(Stored data entries)
————————

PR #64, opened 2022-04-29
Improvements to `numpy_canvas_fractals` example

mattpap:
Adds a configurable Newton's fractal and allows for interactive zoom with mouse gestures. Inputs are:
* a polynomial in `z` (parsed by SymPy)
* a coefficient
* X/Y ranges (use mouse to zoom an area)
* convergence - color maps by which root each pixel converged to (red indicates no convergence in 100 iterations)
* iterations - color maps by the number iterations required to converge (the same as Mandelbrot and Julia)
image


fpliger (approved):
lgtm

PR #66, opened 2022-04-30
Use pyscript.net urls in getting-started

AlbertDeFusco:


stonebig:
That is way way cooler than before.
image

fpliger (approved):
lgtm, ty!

————————

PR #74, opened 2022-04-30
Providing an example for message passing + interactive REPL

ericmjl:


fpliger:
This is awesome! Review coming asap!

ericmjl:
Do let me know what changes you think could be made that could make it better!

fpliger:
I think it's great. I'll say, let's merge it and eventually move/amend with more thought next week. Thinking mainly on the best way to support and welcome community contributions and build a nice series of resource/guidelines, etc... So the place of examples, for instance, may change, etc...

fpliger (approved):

————————

Gather each line in the data that holds the string "opened".

* _Solution below_
PR #64, opened 2022-04-29
PR #66, opened 2022-04-30
PR #74, opened 2022-04-30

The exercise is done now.